Structure, function, and regulation of mitofusin-2 in health and disease

Gursimran Chandhok  1 Michael Lazarou  2 Brent Neumann  1
Affiliations
Review

Structure, function, and regulation of mitofusin-2 in health and disease

Gursimran Chandhok et al. Biol Rev Camb Philos Soc. 2018 May.

Abstract

Mitochondria are highly dynamic organelles that constantly migrate, fuse, and divide to regulate their shape, size, number, and bioenergetic function. Mitofusins (Mfn1/2), optic atrophy 1 (OPA1), and dynamin-related protein 1 (Drp1), are key regulators of mitochondrial fusion and fission.
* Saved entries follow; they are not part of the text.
Issue #3973, opened 2017-11-15
Undoing mixer volume change only undoes partially


Mark-Agent003:
How to reproduce:
Open LMMS 1.2.0-rc4
Change one of the mixer's volume knob
Press Ctrl-z a few times

The effect: The volume moves back a fraction of the way, instead of going straight back to 100%

PhysSong:
Confirmed. This seems to affect other faders, too. Note that knobs are not affected.
Technical details: `Knob` disables its model's journaling in `mousePressEvent()` and restores it in `mouseReleaseEvent()`. So, tweaking a knob creates only one journaling point for single action. However, `Fader` doesn't have such logic. In other words, So, adjusting a fader creates journaling points whenever the model's value is changed.

> Change one of the mixer's volume knob

Assuming you mean the fader here...

musikBear:
confirming for win 32 -but Actually if you tab ctrl+z n times, the slider will move to the previous pos, but not 'stay' there, instead it will start going in direction of the next-previous pos, aso

zonkmachine:
> Technical details: Knob disables its model's journaling in mousePressEvent() and restores it in mouseReleaseEvent(). So, tweaking a knob creates only one journaling point for single action. However, Fader doesn't have such logic. In other words, So, adjusting a fader creates journaling points whenever the model's value is changed.

I just adapted the Knob code to the Fader and it worked. I failed at making the Song Editor master sliders, Master volume and Master pitch, to work better with journalling with the same method. https://github.com/LMMS/lmms/pull/4147

zonkmachine:
> Note that knobs are not affected.

Well, scrolling with the mouse wheel is affected the same way.

PR #4147, opened 2018-02-01
Turn journalling off when moving fader

zonkmachine:
Partial fix for https://github.com/LMMS/lmms/issues/3973
This fixes the fader journalling in the FX-Mixer/Equalizer. The sliders in the Song Editor, Master volume and Master pitch, needs to be fixed too. I failed at this...


zonkmachine:
Since the same issue is true with undoing mouse wheel action, maybe we should use [QHoverEvent](http://doc.qt.io/archives/qt-4.8/qhoverevent.html) to detect mouse over/off the fader and use this to set on/off journalling instead of the mouse press event?

zonkmachine:
Review please!

Issue #3936, opened 2017-11-03
ZynAddSubFX Portament not working


superjosh364:
The portamento on the ZASFX front page doesn't work for the range 0-64, but if you turn it above 64 it works fine.

zonkmachine:
> but if you turn it above 64 it works fine.

It is portamento there from 64 and up but it's the same level. It sounds like we're sending an on/off message instead of a level value.

zonkmachine:
Right. What we have implemented in lmms is midi control message 65, portamento on/off. There are three other control messages for portamento. 5, 37 and 84. In the midi standard boolean values are realized with a value of 0-127, the lower half of a byte, where 0-63 is off and 64-127 is on.
Midi standard control messages:
https://www.midi.org/specifications/item/table-3-control-change-messages-data-bytes-2
ZASFX, Enable or disable portamento (scroll down for the rest of the portamento code):
https://github.com/LMMS/lmms/blob/stable-1.2/plugins/zynaddsubfx/zynaddsubfx/src/Params/Controller.h#L55:L58

musikBear:
It has been so ever. There has never been a gradual porta control, so this ticket is a feature request, not bug

zonkmachine:
You're probably right there.

noahb01:
Maybe we could replace the knob with a toggle? I assume there is some technical reason for implementing the portamento control as an on/off instead of a gradual control.

superjosh364:
Well, if you have a portament knob, it usually determines the amount of time the pitch glides from one note to another. So there should be a toggle switch to turn it on, and then a knob for adjusting the length of the portamento.

Spekular:
From what I've seen, there tends to be a single knob w/ no toggle. Setting
the portamento time to 0 naturally turns it off.

noahb01:
@Spekular @superjosh364 What I mean is that if there is no way to access the actual portamento value, we should replace it with an on/off toggle. If we can control that value, by all means do it.

musikBear:
its just because the 'wrong' controller (red circle) were selected for the ui
![zynporta](https://user-images.githubusercontent.com/6662066/36063809-060fbf42-0e82-11e8-9f27-3878b9bea75a.JPG)
It should be *time.t* (green circle).
But as you can see, there are more advanced porta-settings available.
Perhaps the dial could be preserved, but default 'grayed-out' meaning *no-porta*. if enabled with left-click, *time.t* could be changed.
That way the current ui would not have to change drastically.

[...]

PR #4167, opened 2018-02-10
Change portamento controller from toggle to set value

zonkmachine:
In response to https://github.com/LMMS/lmms/issues/3936

This PR turns the portamento off at a portamento setting of 0 and forwards the same setting to the zynaddsubfx controller value `portamento.time`.

 - ZynAddSubFx seem to have separate portamento settings for each partial sound. This I'm not addressing in this PR.
 - Currently no backward compatibility. ~~Easy to fix though as long as the portamento isn't automated. Just set portamento over 64 to 64 and under 64 to 0.~~

_Caveat. I know preciously little about ZynAddSubFX..._

### DIFF
--- a/plugins/zynaddsubfx/zynaddsubfx/src/Params/Controller.cpp
+++ b/plugins/zynaddsubfx/zynaddsubfx/src/Params/Controller.cpp
@@ -56,7 +56,7 @@ void Controller::defaults()
     portamento.propRate     = 80;
     portamento.propDepth    = 90;
     portamento.receive      = 1;
-    portamento.time = 64;
+    portamento.time = 0;
     portamento.updowntimestretch = 64;
     portamento.pitchthresh     = 3;
     portamento.pitchthreshtype = 1;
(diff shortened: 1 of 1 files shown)


Umcaruje:
>Just set portamento over 64 to 64 and under 64 to 0.

Actually that wouldn't work because the zyn preset might have a different portamento time set, it would probably need setting the knob value to the zyn value if over 64. No idea how you would code that though.

zonkmachine:
Yeah, I'm totally not on top of this one. The portamento is weird. The PR works in as much as it turns portomento on/off gradually but I cant assess what it's doing to the presets. @unfa 

The only MIDI controller related to portamento that seem to be implemented in zynaddsubfx seem to be on/off, controller 65. I would have expected them to be represented [here](https://github.com/LMMS/lmms/blob/stable-1.2/plugins/zynaddsubfx/zynaddsubfx/src/globals.h#L171:L181) otherwise.

zonkmachine:
Closing this for now as I won't have time to work on it.

PR #906, opened 2024-03-20
feat: use receiver on outgoing message to determind the actor queue

MadsDue:
## Description

When we are going to support delegation we need to be able to distinguish between the receiver in the message and which queue should receive the message

### DIFF
--- a/source/OutgoingMessages.Domain/OutgoingMessages/Queueing/OutgoingMessage.cs
+++ b/source/OutgoingMessages.Domain/OutgoingMessages/Queueing/OutgoingMessage.cs
@@ -28,6 +28,7 @@ namespace Energinet.DataHub.EDI.OutgoingMessages.Domain.OutgoingMessages.Queuein
         public static readonly FileStorageCategory FileStorageCategory = FileStorageCategory.OutgoingMessage();
 
         private string? _serializedContent;
+        private Receiver? _receiver;
 
         public OutgoingMessage(
             DocumentType documentType,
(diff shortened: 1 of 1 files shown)


source/OutgoingMessages.Domain/OutgoingMessages/Queueing/OutgoingMessage.cs
```diff
@@ -98,7 +99,14 @@ public class OutgoingMessage
...
 
-        public Receiver Receiver => Receiver.Create(ReceiverId, ReceiverRole);
+        /// <summary>
+        /// Receiver reference the actor queue that should receive the message.
+        /// </summary>
+        public Receiver Receiver
+        {
+            get => _receiver ?? Receiver.Create(ReceiverId, ReceiverRole);
+            set => _receiver = value;
+        }
```
ebbeknudsen, line 109: Maybe we should create a `DelegatedReceiver` instead of reusing the existing receiver? I think it's pretty confusing if the Receiver doesn't equal the `ReceiverId` and `ReceiverRole`

source/OutgoingMessages.Domain/OutgoingMessages/Queueing/OutgoingMessage.cs
```diff
@@ -291,7 +299,7 @@ public string GetSerializedContent()
         /// </summary>
         public Receiver GetActorMessageQueueMetadata()
         {
-            var actorMessageQueueReceiverRole = ReceiverRole;
+            var actorMessageQueueReceiverRole = Receiver.ActorRole;
```
ebbeknudsen, line 302: I think we should add a `DelegatedReceiver` and then this function uses the `DelegatedReceiver` instead of the original `Receiver`, if it is set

Mutations in these molecules are associated with severe neurodegenerative and non-neurological diseases pointing to the importance of functional mitochondrial dynamics in normal cell physiology. In recent years, significant progress has been made in our understanding of mitochondrial dynamics, which has raised interest in defining the physiological roles of key regulators of fusion and fission and led to the identification of additional functions of Mfn2 in mitochondrial metabolism, cell signalling, and apoptosis. In this review, we summarize the current knowledge of the structural and functional properties of Mfn2 as well as its regulation in different tissues, and also discuss the consequences of aberrant Mfn2 expression.

Keywords: Charcot-Marie-Tooth disease; diabetes; mitochondria; mitochondrial dynamics; mitofusin-1; mitofusin-2; neurodegenerative disease; obesity; vascular disease.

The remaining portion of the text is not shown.